● **Assignment**
Nothing outside the range is wanted. Repeat exactly the lines below from the one with "Amazing asset! Works and looks really well!~" through the one with "Jomshir98: The most".

────────

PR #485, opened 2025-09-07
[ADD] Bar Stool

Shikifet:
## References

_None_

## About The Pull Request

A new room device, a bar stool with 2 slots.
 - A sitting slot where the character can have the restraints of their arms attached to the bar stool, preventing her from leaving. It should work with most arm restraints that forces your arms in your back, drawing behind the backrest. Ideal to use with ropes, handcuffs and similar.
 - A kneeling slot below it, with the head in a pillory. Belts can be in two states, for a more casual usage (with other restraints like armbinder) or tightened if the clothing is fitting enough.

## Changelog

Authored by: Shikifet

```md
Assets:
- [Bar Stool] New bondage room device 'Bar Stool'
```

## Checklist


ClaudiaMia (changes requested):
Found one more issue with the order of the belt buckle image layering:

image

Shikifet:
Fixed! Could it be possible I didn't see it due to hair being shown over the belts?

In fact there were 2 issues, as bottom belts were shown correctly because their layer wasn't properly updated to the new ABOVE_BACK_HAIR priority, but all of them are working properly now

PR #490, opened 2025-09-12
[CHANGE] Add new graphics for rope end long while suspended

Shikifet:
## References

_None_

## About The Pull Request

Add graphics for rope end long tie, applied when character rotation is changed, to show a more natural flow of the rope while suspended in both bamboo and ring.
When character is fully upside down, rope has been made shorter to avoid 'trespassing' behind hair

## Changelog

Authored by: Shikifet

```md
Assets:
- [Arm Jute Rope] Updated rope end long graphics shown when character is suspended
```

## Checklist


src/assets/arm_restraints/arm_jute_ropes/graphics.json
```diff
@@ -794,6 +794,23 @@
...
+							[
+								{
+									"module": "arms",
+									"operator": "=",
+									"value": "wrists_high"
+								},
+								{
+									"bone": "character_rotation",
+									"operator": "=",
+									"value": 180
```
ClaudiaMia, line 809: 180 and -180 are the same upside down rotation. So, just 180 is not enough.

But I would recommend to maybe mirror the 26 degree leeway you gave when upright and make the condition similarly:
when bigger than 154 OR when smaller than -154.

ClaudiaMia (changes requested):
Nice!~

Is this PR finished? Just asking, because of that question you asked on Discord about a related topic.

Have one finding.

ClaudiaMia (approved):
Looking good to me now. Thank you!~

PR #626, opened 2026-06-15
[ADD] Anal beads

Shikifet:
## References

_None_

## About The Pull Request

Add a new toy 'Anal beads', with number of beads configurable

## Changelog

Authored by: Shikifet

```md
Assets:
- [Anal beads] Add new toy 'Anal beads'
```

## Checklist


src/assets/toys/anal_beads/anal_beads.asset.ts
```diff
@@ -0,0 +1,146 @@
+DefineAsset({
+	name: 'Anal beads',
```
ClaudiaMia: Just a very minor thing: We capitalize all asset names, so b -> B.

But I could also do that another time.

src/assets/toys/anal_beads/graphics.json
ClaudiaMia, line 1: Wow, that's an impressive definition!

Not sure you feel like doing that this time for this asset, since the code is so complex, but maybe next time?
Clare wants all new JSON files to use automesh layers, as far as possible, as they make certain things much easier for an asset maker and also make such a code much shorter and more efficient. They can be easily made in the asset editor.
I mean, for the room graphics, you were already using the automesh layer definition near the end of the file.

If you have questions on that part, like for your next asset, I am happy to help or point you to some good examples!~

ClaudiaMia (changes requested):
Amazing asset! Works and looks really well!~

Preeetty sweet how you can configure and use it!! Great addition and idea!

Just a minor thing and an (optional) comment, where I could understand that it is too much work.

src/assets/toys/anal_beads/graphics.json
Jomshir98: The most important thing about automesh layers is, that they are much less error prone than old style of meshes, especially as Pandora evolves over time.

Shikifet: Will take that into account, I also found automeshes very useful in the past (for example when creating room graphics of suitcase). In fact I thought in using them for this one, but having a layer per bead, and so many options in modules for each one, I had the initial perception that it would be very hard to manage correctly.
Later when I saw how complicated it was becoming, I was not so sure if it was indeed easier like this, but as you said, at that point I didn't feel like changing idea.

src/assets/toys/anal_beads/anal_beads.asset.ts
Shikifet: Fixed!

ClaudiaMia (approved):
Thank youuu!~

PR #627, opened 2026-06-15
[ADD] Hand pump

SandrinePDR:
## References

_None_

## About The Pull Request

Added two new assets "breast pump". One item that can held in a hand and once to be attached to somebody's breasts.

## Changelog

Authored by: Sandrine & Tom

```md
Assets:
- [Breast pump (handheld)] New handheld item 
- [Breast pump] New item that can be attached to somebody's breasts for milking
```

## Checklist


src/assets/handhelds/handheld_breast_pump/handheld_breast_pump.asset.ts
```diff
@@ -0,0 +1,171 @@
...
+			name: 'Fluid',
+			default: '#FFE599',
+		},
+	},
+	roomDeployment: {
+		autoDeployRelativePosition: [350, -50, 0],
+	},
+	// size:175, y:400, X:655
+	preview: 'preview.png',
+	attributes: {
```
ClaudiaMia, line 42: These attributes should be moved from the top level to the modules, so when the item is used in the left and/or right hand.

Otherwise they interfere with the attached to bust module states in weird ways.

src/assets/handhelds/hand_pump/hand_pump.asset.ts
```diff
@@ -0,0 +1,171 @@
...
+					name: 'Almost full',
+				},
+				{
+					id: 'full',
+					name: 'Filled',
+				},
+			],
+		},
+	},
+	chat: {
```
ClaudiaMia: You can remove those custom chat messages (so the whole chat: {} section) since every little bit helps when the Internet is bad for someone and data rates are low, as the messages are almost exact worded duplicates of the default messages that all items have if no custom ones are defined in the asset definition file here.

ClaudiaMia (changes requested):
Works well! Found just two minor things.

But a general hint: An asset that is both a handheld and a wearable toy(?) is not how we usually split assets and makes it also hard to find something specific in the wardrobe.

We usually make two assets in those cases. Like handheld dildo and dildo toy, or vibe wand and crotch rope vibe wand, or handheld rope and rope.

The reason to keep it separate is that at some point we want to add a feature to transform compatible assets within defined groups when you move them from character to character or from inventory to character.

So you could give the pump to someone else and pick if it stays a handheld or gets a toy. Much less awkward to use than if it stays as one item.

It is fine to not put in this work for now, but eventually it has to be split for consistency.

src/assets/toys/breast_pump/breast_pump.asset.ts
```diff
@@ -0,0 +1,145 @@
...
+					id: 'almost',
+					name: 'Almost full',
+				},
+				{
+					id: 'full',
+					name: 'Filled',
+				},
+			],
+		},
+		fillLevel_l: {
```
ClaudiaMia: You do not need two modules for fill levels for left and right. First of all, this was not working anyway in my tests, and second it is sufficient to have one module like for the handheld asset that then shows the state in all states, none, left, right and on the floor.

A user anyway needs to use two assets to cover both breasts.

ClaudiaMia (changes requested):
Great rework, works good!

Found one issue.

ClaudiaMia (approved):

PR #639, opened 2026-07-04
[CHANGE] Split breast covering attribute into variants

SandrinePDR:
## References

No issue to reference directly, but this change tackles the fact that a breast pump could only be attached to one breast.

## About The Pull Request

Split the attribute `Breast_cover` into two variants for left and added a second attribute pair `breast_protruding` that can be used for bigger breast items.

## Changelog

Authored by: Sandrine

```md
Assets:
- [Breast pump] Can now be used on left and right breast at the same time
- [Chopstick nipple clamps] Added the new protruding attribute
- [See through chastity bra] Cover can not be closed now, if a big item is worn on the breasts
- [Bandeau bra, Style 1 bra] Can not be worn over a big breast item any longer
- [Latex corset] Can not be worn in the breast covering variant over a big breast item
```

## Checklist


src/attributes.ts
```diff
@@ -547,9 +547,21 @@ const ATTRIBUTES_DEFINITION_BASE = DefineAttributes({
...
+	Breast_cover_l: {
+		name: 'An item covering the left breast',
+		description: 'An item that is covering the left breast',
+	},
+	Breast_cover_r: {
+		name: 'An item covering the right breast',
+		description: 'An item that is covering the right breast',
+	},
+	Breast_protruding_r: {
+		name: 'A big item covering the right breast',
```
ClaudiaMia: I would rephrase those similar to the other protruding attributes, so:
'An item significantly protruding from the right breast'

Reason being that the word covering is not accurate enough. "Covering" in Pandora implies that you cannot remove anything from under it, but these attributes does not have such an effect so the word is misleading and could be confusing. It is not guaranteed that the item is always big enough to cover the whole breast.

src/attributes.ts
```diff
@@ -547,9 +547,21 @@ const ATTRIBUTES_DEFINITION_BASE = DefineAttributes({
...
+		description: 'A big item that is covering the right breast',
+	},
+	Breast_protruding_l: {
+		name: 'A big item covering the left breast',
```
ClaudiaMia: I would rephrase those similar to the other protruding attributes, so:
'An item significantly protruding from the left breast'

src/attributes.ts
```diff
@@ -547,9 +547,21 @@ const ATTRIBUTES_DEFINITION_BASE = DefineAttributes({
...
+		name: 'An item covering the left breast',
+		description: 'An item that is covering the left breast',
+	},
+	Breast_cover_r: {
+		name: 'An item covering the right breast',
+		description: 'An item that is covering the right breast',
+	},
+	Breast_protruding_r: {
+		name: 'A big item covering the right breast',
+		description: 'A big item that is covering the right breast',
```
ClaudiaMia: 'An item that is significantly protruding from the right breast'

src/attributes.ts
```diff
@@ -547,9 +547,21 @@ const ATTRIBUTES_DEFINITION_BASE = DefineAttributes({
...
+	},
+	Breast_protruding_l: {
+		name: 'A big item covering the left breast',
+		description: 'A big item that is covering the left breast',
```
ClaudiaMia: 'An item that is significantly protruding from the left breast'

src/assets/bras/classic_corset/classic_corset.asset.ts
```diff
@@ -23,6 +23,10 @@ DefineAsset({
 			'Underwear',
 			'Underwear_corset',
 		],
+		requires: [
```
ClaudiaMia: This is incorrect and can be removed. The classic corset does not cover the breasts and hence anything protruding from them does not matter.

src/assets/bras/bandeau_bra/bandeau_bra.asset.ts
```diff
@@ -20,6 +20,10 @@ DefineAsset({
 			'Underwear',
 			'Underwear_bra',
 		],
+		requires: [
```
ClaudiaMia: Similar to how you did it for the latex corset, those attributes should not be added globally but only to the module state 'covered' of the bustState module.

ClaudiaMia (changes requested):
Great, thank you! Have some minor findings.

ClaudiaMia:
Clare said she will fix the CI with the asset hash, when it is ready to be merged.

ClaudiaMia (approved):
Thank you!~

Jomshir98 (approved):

────────

● **Solution for this exercise**
Amazing asset! Works and looks really well!~

Preeetty sweet how you can configure and use it!! Great addition and idea!

Just a minor thing and an (optional) comment, where I could understand that it is too much work.

src/assets/toys/anal_beads/graphics.json
Jomshir98: The most important thing about automesh layers is, that they are much less error prone than old style of meshes, especially as Pandora evolves over time.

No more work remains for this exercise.